Research with synthetic data in virtual environments

What is "synthetic data"? Synthetic data is generated artificially, e.g., by training machine learning algorithms on the information and structure of original datasets. The resulting data retain the statistical properties of the original data. However, they no longer contain any real information about the patients, making it considerably more difficult or even impossible to trace the data. In this manner, extensive and detailed data, as is necessary for the use of artificial intelligence, could be made available while protecting the patients' identity.

So far, however, little research has been done on whether synthetic health insurance data can be used as a high-quality alternative to anonymised original data. In a first step, this project will compare the two strategies together with the Institute for Applied Health Research (InGef) and the Medical Informatics Group of the Berlin Institute of Health (BIH) at Charité - Universitätsmedizin Berlin. Since the HDL is currently still being established, test data from InGef will be used for this purpose. It is important that the data lose as little of the information required for research purposes as possible in the course of the synthetisation process. At the same time, the highest possible level of data protection is aimed at. This is supported by protected virtual environments, so-called "secure processing environments", in which the data will then subsequently be made available. Here, researchers can perform evaluations from their institutes, while the data itself remain at the HDL.

Paving the way for the use of artificial intelligence

The project will then investigate whether and to what extent the anonymised/synthesised health data are suitable for analysis by artificial intelligence ("AI readiness"). It is especially problematic for AI methods when datasets are too small, not representative or too heterogeneous. The Health Data Lab will be facing such challenges when, as of the year 2023, persons insured with the statutory health insurance can release the data of their electronic patient record (ePA) for research purposes. This is made difficult because ePA data is often less structured than the billing data and, if only a few insured persons decide to release their data, AI analyses will become more complicated. Therefore, the HDL and the Fraunhofer Institute for Digital Medicine (MEVIS) are setting up a so-called "sandbox" system, i.e., a virtual room and user-friendly AI toolbox that allows testing specific possibilities in a protected environment. With this option, the HDL is paving the way for applications for research projects requiring AI methods.
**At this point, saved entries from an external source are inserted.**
Issue #298, opened 2024-03-22
Add worker enumeration to worker service


vigoo:
Worker service should only expose a single endpoint (both REST and gRPC) for worker enumeration, requiring:

- a template-id
- filter
- precise flag
- an optional cursor (missing cursor means starting a new query)

More information is in the [Worker Enumeration](https://www.notion.so/Worker-Enumeration-b269f13737f2483ab418fcd159ff558b?pvs=21) document. 

The implementation needs to split into two paths based on whether the filter parameter is **filtering only for running workers** or not.

**Filtering only for running workers**

- First it needs to get a snapshot of all the known worker executors. The necessary information should be already available through `RoutingTableService` but it may needs some work to expose it
- It should randomize the order of calls to them, and can apply some parallelization too
- Then it should call `get-running-workers` **on each worker service** and combine the results

**Returning arbitrary workers**

- Pick a random worker executor. Scanning on the worker executor side is stateless (stateful only in Redis itself) so we can choose a random one for each call and even retry in case of connection failures.
- Call `scan-workers` via gRPC and return the results

PR #343, opened 2024-03-31
Workers enumeration APIs

justcoon:
fixes: #298 

added REST and GRPC APIs

### DIFF
--- a/golem-service-base/src/model.rs
+++ b/golem-service-base/src/model.rs
@@ -2630,6 +2630,12 @@ pub struct InterruptResponse {}
 pub struct ResumeResponse {}
 
 #[derive(Debug, Clone, PartialEq, Eq, Serialize, Deserialize, Object)]
+pub struct WorkerMetadatasResponse {
+    pub workers: Vec<WorkerMetadata>,
+    pub cursor: Option<u64>,
+}
+
+#[derive(Debug, Clone, PartialEq, Eq, Serialize, Deserialize, Object)]
 #[serde(rename_all = "camelCase")]
 #[oai(rename_all = "camelCase")]
 pub struct WorkerMetadata {
--- a/golem-service-base/src/model.rs
+++ b/golem-service-base/src/model.rs
@@ -19,6 +19,7 @@ use golem_common::model::{parse_function_name, ShardId, TemplateId, WorkerFilter
 use golem_wasm_ast::analysis::{AnalysedResourceId, AnalysedResourceMode};
 use http::Uri;
 use poem_openapi::{Enum, NewType, Object, Union};
+use rand::seq::IteratorRandom;
 use serde::{Deserialize, Deserializer, Serialize, Serializer};
 use std::{collections::HashMap, fmt::Display, fmt::Formatter};
 
@@ -3100,7 +3101,6 @@ impl RoutingTable {
     }
 
     pub fn random(&self) -> Option<&Pod> {
-        use rand::seq::IteratorRandom;
         self.shard_assignments
             .values()
             .choose(&mut rand::thread_rng())
--- a/golem-service-base/src/model.rs
+++ b/golem-service-base/src/model.rs
@@ -21,6 +21,7 @@ use http::Uri;
 use poem_openapi::{Enum, NewType, Object, Union};
 use rand::seq::IteratorRandom;
 use serde::{Deserialize, Deserializer, Serialize, Serializer};
+use std::collections::HashSet;
 use std::{collections::HashMap, fmt::Display, fmt::Formatter};
 
 #[derive(Debug, Clone, PartialEq, Eq, Serialize, Deserialize, Object)]
@@ -2631,7 +2632,7 @@ pub struct InterruptResponse {}
 pub struct ResumeResponse {}
 
 #[derive(Debug, Clone, PartialEq, Eq, Serialize, Deserialize, Object)]
-pub struct WorkerMetadatasRequest {
+pub struct WorkersMetadataRequest {
     pub filter: Option<WorkerFilter>,
     pub cursor: Option<u64>,
     pub count: Option<u64>,
@@ -2639,7 +2640,7 @@ pub struct WorkerMetadatasRequest {
 }
 
 #[derive(Debug, Clone, PartialEq, Eq, Serialize, Deserialize, Object)]
-pub struct WorkerMetadatasResponse {
+pub struct WorkersMetadataResponse {
     pub workers: Vec<WorkerMetadata>,
     pub cursor: Option<u64>,
 }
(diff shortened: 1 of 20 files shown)


vigoo:
Regarding the running-workers optimization:
- we can't have pagination for that so it should only work if the cursor is not specified (or 0 if it's not optional)
- then if the filter is only allowing status==running then we can use the running worker API and we need to ask _all_ executors and combine the results into one
- this leaves the question of what happens with the `count` parameter - if we limit the result by it, we can't get the rest of the items because we don't have support for the cursor. What I would do is to just ignore both `cursor` and `count` in the case the filter is for running workers, and state this explicitly in the documentation. The number of actually running workers any given time cannot be that high that this creates some unhandleable response size.

golem-service-base/src/model.rs
```diff
@@ -3084,6 +3098,17 @@ impl RoutingTable {
             self.number_of_shards.value,
         ))
     }
+
+    pub fn random(&self) -> Option<&Pod> {
+        use rand::seq::IteratorRandom;
```
afsalthaj, line 3103: Should this be within this function?

golem-worker-service-base/src/service/worker/default.rs
```diff
@@ -127,6 +127,16 @@ pub trait WorkerService<AuthCtx> {
...
 
+    async fn get_metadatas(
+        &self,
+        template_id: &TemplateId,
+        filter: Option<WorkerFilter>,
+        cursor: u64,
+        count: u64,
+        precise: bool,
+        auth_ctx: &AuthCtx,
+    ) -> WorkerResult<(Option<u64>, Vec<WorkerMetadata>)>;
```
afsalthaj, line 138: What is u64 representing here as metadata?. 
I would  newtype it

afsalthaj: Also not sure what would it mean to `None` -> `WorkerMetadata`

golem-worker-service-base/src/service/worker/default.rs
```diff
@@ -1053,6 +1210,18 @@ where
         })
     }
 
+    async fn get_metadatas(
```
afsalthaj, line 1213: Minor. Name is weird. `metadata` is already plural, isn't it :D

golem-worker-service/src/grpcapi/worker.rs
```diff
@@ -116,6 +119,25 @@ impl GrpcWorkerService for WorkerGrpcApi {
...
 
+    async fn get_worker_metadatas(
+        &self,
+        request: Request<GetWorkerMetadatasRequest>,
+    ) -> Result<Response<GetWorkerMetadatasResponse>, Status> {
+        let response = match self.get_worker_metadatas(request.into_inner()).await {
+            Ok((cursor, workers)) => {
+                get_worker_metadatas_response::Result::Success(GetWorkerMetadatasSuccessResponse {
+                    workers,
+                    cursor: cursor.unwrap_or(0), // FIXME can we do option in proto?
```
afsalthaj, line 130: I guess we can do option in proto?

golem-worker-service/src/grpcapi/worker.rs
```diff
@@ -331,6 +353,42 @@ impl WorkerGrpcApi {
...
+    ) -> Result<(Option<u64>, Vec<WorkerMetadata>), GrpcWorkerError> {
+        let template_id: golem_common::model::TemplateId = request
+            .template_id
+            .ok_or_else(|| bad_request_error("Missing template id"))?
+            .try_into()
+            .map_err(|_| bad_request_error("Invalid template id"))?;
+
+        let filter: Option<WorkerFilter> =
+            match request.filter {
+                Some(f) => Some(f.try_into().map_err(|error| {
```
afsalthaj, line 368: Same here. I strongly feel its a overuse of `TryInto`, `TryFrom`

golem-worker-service/src/grpcapi/worker.rs
```diff
@@ -331,6 +353,42 @@ impl WorkerGrpcApi {
...
+                filter,
+                request.cursor,
+                request.count,
+                request.precise,
+                &EmptyAuthCtx {},
+            )
+            .await?;
+
+        let result: Vec<WorkerMetadata> =
+            workers.iter().map(|worker| worker.clone().into()).collect();
```
afsalthaj, line 387: `workers.into_iter()` ?

golem-worker-service/src/grpcapi/worker.rs
justcoon: not sure what do you mean by that

golem-service-base/src/model.rs
justcoon: i can move it to common imports, but is it problem when it is here?

golem-worker-service/src/grpcapi/worker.rs
justcoon: in proto3, everything is optional, 

just i think tokio-rs/prost, for types like u64 (which have default value in rust), do not making them optional 

but custom type/message 

```proto
message Cursor {
   uint64 value = 1;
}
```
can solve that

golem-worker-service-base/src/service/worker/default.rs
jdegoes: `Cursor`

golem-worker-service-base/src/service/worker/default.rs
jdegoes: `get_metadata` / `get_all_metadata`

golem-worker-service/src/grpcapi/worker.rs
vigoo: I think you can write `optional` in proto and prost will handle that. (I was surprised by this once already because I also thought everything is optional in proto3)

golem-worker-service-base/src/service/worker/default.rs
```diff
@@ -735,6 +745,63 @@ where
...
+                        })
+                    })?;
+                    match response.into_inner() {
+                        workerexecutor::GetWorkerMetadatasResponse {
+                            result:
+                            Some(workerexecutor::get_worker_metadatas_response::Result::Success(workerexecutor::GetWorkerMetadatasSuccessResponse {
+                                workers, cursor })),
+                        } => {
+                            let cursor: Option<u64> = if cursor == 0 { None } else { Some(cursor) };
+                            let workers = workers.iter().map(| w| w.clone().try_into()).collect::<Result<Vec<_>, _>>().map_err(|_| GolemError::Unknown(GolemErrorUnknown {
```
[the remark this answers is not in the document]
vigoo: Using the `Into`/`From`/`TryInto`/`TryFrom` instances instead of manual conversion functions makes a lot of things cleaner and automatic so I'm fully supporting it, and already got rid of most of the manual conversion codes in our codebase.

If readability suffers that can easily be fixed by some more explicit type annotations.

(Actually I have similar feelings that you have, but for type inference in general :)

vigoo (approved):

These measures also aim at increasing the HDL 's connectedness within the European network. Results obtained can then support the development of European structures for utilising health data within the framework of international initiatives that the HDL is actively involved in (TEHDAS, DARWIN EU).

The research project is funded by the Federal Ministry of Health and is effective until 31 December 2024.

Dr Katharina Schneider

Dr. Katharina Schneider

The scientist has been working at the BfArM's Health Data Lab since June 2021. She is involved in the development of the HDL, especially with regard to the project management of national and international further development projects (e.g., KI-FDZ and TEHDAS). Dr Katharina Schneider is a member of the EMA DARWIN EU Advisory Board.

After studying human medicine at the University of Bonn, she was an assistant physician in the field of gynaecology and obstetrics from 2013 to 2014. From 2015 to 2019, she worked as a scientist in the research department of the BfArM with a specialist focus on pharmacogenomics and health services research. From 2019 to 2021, she was an expert at the Federal Office for Social Security (Unit "Data Protection for Supervisory Purposes") where her focus was on data permit activities and the further development of processes regarding transfer of social data for research purposes.